Here, for the first and only time in the years I had lived under his roof, he looked away evasively. “That’s another story.”

“Was it Mr. Labusi?” I asked.

“No,” he shook his head. “Though it was the reason I first met him.” He looked me in the eye again. “Someday I’ll tell you.”

Doméniko Labusi was one of the hotel’s three most prominent and permanent guests. He was a man of interesting contradictions: a memory expert, capable of amazing mnemonic exertions, who routinely forgot people’s names and missed appointments; a chess grand master, winner of international competitions in his youth, who otherwise had an aversion to games; a scrupulous Pythagorean who was a caffeine addict. And he was also my tutor. In this, his only contradiction was of a Socratic nature: prodigiously knowledegable himself, he never failed
to remind me that the more I learned, the more I was to realize I knew nothing at all. Understood properly,
The Apology
and
Critias
were the pinnacles of wisdom, he insisted—unusually bitter texts for a Pythagorean to be so enamored of.
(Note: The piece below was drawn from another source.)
PR #1229, opened 2015-11-09
[WFCORE-851] - Remoting Subsystem RemoteOutboundConnectionService is …caching ConnectionURI causing issues when DNS changes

I liked Labusi from the moment I met him, despite the fact he could be irascible, cranky, and incredibly aloof. He was also generous to a fault, not with money or affection or even with his time, but with that most valuable of rare materials: his knowledge. As far as knowledge went, he was one of the wealthiest men I ever encountered.

The day Samax took me into the library on the third floor of the hotel to introduce us, Labusi was bent over a semicircle of opened books, making notes on an index card. A thickset, swarthy man with close-cropped gray hair, he was in his mid-fifties at that time, a month after my arrival at the hotel. You had to watch his brown eyes for a long time—and I often did—to see him blink. He had identical moles beside each eye, which could be disconcerting, as he once told me they had been to his chess opponents; by falling in a perfectly straight line with his pupils, they gave the illusion at times that there were, not two, but four pupils fixed on you.

I felt that way when he looked me over quickly, shook my hand, and in a deep, measured voice, said, “Diogenes of Sinope wrote, ‘If, as they say, I am only an ignorant man trying to be a philosopher, then that may be what a philosopher is.’ Do you understand that, Master Enzo?”

I thought about it, screwing up my eyes. Then I nodded.

“Good,” Labusi said, more to Samax than to me.

Thus, in our very first conversation he was laying the cornerstone for his ultimate lesson to me.

“Now,” he went on, “do you know who Diogenes was?”

I shook my head.

“His home in Athens was a tub. People called him The Dog. He was the son of a forger. Famous for wandering the streets with a lantern, searching for an honest man, he claimed he never found one. He died a slave. Would you like to know more about him?”

“Yes, I would.” I noticed that Labusi had a triangular chip in his two top front teeth which made certain words—all those beginning with
s, z
, or a soft
c
—slip off his tongue trailed by the faintest whistle.

“Diogenes advises,” he continued, “that a boy should first be taught poetry, history, and philosophy. Then geometry and music. Your uncle says you’re ready for that and more.”

“I am ready.” Slipping my hands in my pockets, I shifted my weight from one leg to the other. “Excuse me, Mr. Labusi, but I have a question.”

“Oh?”

“Why did they call him The Dog?” I asked.

Labusi smiled.

“Yes, why?” Samax said.

“Because he lived with a pack of stray dogs,” Labusi replied. “In Greek, the word for ‘stray dog’ is
cynic
. At the same time, Diogenes also invented the word
cosmopolitan
, insisting that he was a citizen, not of any state, but of the world.” Turning back to his semicircle of books, he said, “Enzo, I’ll see you tomorrow morning at eight.”